French mathematician Joseph Bertrand offered this observation in his Calcul des probabilités (1889). Inscribe an equilateral triangle in a circle, and then choose a chord of the circle at random. What is the probability that this chord is longer than a side of the triangle? There seem to be three different answers:
1. Choose two random points on the circle and join them, then rotate the triangle until one of its vertices coincides with one of these points. Now the chord is longer than a side of the triangle when its farther end falls on the arc between the other two vertices of the triangle. That arc is one third of the total circumference of the circle, so by this argument the probability is 1/3.
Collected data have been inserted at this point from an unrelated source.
PR #966, opened 2024-10-17
Chore: Update SputnikVM to v0.46.1-aurora

mrLSD:
## Description

🚀  Updated SputnikVM (EVM) to `v0.46.1-aurora`

### Gas cost

For some tests gas costs decreased.

### DIFF
--- a/engine-tests/src/tests/repro.rs
+++ b/engine-tests/src/tests/repro.rs
@@ -71,9 +71,6 @@ fn repro_FRcorNv() {
         block_timestamp: 1_650_960_438_774_745_116,
         input_path: "src/tests/res/input_FRcorNv.hex",
         evm_gas_used: 1_239_721,
-        #[cfg(not(feature = "ext-connector"))]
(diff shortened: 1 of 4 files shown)


engine-tests/src/tests/repro.rs
```diff
@@ -74,7 +74,7 @@ fn repro_FRcorNv() {
         #[cfg(not(feature = "ext-connector"))]
         near_gas_used: 168,
         #[cfg(feature = "ext-connector")]
-        near_gas_used: 167,
+        near_gas_used: 168,
```
birchmd, line 77: Funny that one gas cost went up while another went down.

birchmd (approved):

engine-tests/src/tests/repro.rs
aleksuss: I guess we can get back to only one field because now the value is the same.

aleksuss (approved):

PR #973, opened 2024-11-12
ci: fix installing nodejs deps in the tests

aleksuss:
## Description

The PR fixes breaking tests that are related to the execution in the CI only.

### DIFF
--- a/engine-tests/src/utils/one_inch/mod.rs
+++ b/engine-tests/src/utils/one_inch/mod.rs
@@ -14,8 +14,8 @@ pub static LIMIT_ORDER_PROTOCOL_PATH: LazyLock<PathBuf> =
 
 fn download_and_compile_solidity_sources(repo_name: &str) -> PathBuf {
     let target_dir = Path::new(env!("CARGO_MANIFEST_DIR")).join("target");
-    let lock_file = target_dir.join(&format!("{repo_name}.lock"));
-    // Using file lock to prevent parallel execution from the different processes in GitHub CI.
+    let lock_file = target_dir.join(format!("{repo_name}.lock"));
+    // Using a file lock to prevent parallel execution from the different processes in GitHub CI.
     let mut lock = fslock::LockFile::open(&lock_file).unwrap();
 
     lock.lock().unwrap();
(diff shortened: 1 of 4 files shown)


mrLSD (approved):

engine-tests/src/utils/one_inch/mod.rs
```diff
@@ -13,7 +13,8 @@ pub static LIMIT_ORDER_PROTOCOL_PATH: LazyLock<PathBuf> =
     LazyLock::new(|| download_and_compile_solidity_sources("limit-order-protocol"));
 
 fn download_and_compile_solidity_sources(repo_name: &str) -> PathBuf {
-    let sources_dir = Path::new("target").join(repo_name);
+    let process_id = std::process::id();
```
birchmd, line 16: I'm not sure why this fixes the issue. The purpose of downloading to a fixed sub-directory of `target` was so that the download would only need to happen once (since we cache the target directory). With this change the repo is downloaded fresh each time the tests are run and also still cached so that the size of `target` will grow over time.

If the repo needed to be re-downloaded because of some corrupted state in the CI runner then I think it would be better to clear the cache instead of modifying the code.

aleksuss: > I'm not sure why this fixes the issue.

It does. But it's not elegant :smiling. I added it to just check it out that the problem related to the running mulitple process in one env.

> The purpose of downloading to a fixed sub-directory of target was so that the download would only need to happen once (since we cache the target directory).

The directory with the solidity contracts is `./engine-tests/target`. I'm not sure that we're caching it.

> With this change the repo is downloaded fresh each time the tests are run and also still cached so that the size of target will grow over time.

Agreed. And because of that I'm thinking about using the `FileLock` instread.

But the main problem, as I can see, is that mutiple processes work with one directory.

birchmd: > I'm not sure that we're caching it.

Hmm, I think it would be useful if we did cache it. It seems wasteful to download fresh each time.

> I'm thinking about using the `FileLock` instead.

That sounds like a good solution!

birchmd (approved):

aleksuss:
Sorry, guys, for the changes after review, but I guess I realised that file lock is redundant here because it looks like the `target` folder in the root project folder can't be shared between processes that execute the tests. It seems the problem was related to the directory `engine-tests/target`. Anyway, the issue isn't reproduced after changing the `source_dir` from `engine-tests/target` to the `target`.

birchmd (approved):

PR #974, opened 2024-11-13
ci: use k8 self-hosted runners

aleksuss:
## Description

The PR changes the usage of legacy self-hosted runners to the new ones, k8, for some tasks. The tasks which run tests are still using GitHub runners, since on the k8 runners, the tests fail from time to time (probably because of sharing resources between workers).


kogeler:
@aleksuss I deployed new copy of k8s runners that reserve CPU and RAM. I've added it here, a test job takes about ~8 minutes now and should avoid the timeout issue at all times

aleksuss:
@kogeler the [issue](https://github.com/aurora-is-near/aurora-engine/actions/runs/12004669575/job/33460008835) is still reproduced.

kogeler:
> @kogeler the [issue](https://github.com/aurora-is-near/aurora-engine/actions/runs/12004669575/job/33460008835) is still reproduced.

I moved the workers to dedicated k8s nodes. It should work batter.

mrLSD (approved):

PR #975, opened 2024-11-14
ci: bump node up to 18 in scheduled script

aleksuss:
## Description

The PR bumps node up to 18 in the ci script for scheduled tasks.


.github/workflows/scheduled_lints.yml
```diff
@@ -41,8 +41,8 @@ jobs:
       - name: Setup Node and cache
         uses: actions/setup-node@v4
         with:
-          node-version: 16
-          cache: 'yarn'
+          node-version: 18
```
mrLSD, line 44: Why not LTS? Or even `v20`?

engine-tests/src/tests/promise_results_precompile.rs
```diff
@@ -101,7 +101,7 @@ fn test_promise_result_gas_cost() {
 
     assert!(
         utils::within_x_percent(
-            5,
+            10,
```
mrLSD, line 104: It's `2x`. Any ideas why?

aleksuss: Because we've got the [error](https://github.com/aurora-is-near/aurora-engine/actions/runs/11834374670/job/32974926364#step:8:1227) from time to time on the CI. On localhost I've got: 

`base cost: 107 and promise result base cost: 111`

which is within 3.6 % 
But 102 and 111 within 8.1 %.

.github/workflows/scheduled_lints.yml
aleksuss: Because the `hardhat@2.12.7` doesn't support 20.x.x

mrLSD (approved):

2. Choose a radius of the circle, choose a point on that radius, and draw a chord through that point that’s perpendicular to the radius. Now imagine rotating the triangle so that one of its sides also intersects the radius perpendicularly. Our chord will be longer than a side of the triangle if the point we chose is closer to the circle’s center than the point where the triangle’s side intersects the radius. The triangle’s side bisects the radius, so by this argument the probability is 1/2.
3. Choose a point anywhere in the circle and draw the chord for which this is the midpoint. This chord will be longer than a side of the triangle if the point we chose falls within a concentric circle whose radius is half the radius of the larger circle. That smaller circle has one-fourth the area of the larger circle, so by this argument the probability is 1/4.
Further methods yield still further solutions. After more than a century, the implications of Bertrand’s conundrum are still being discussed.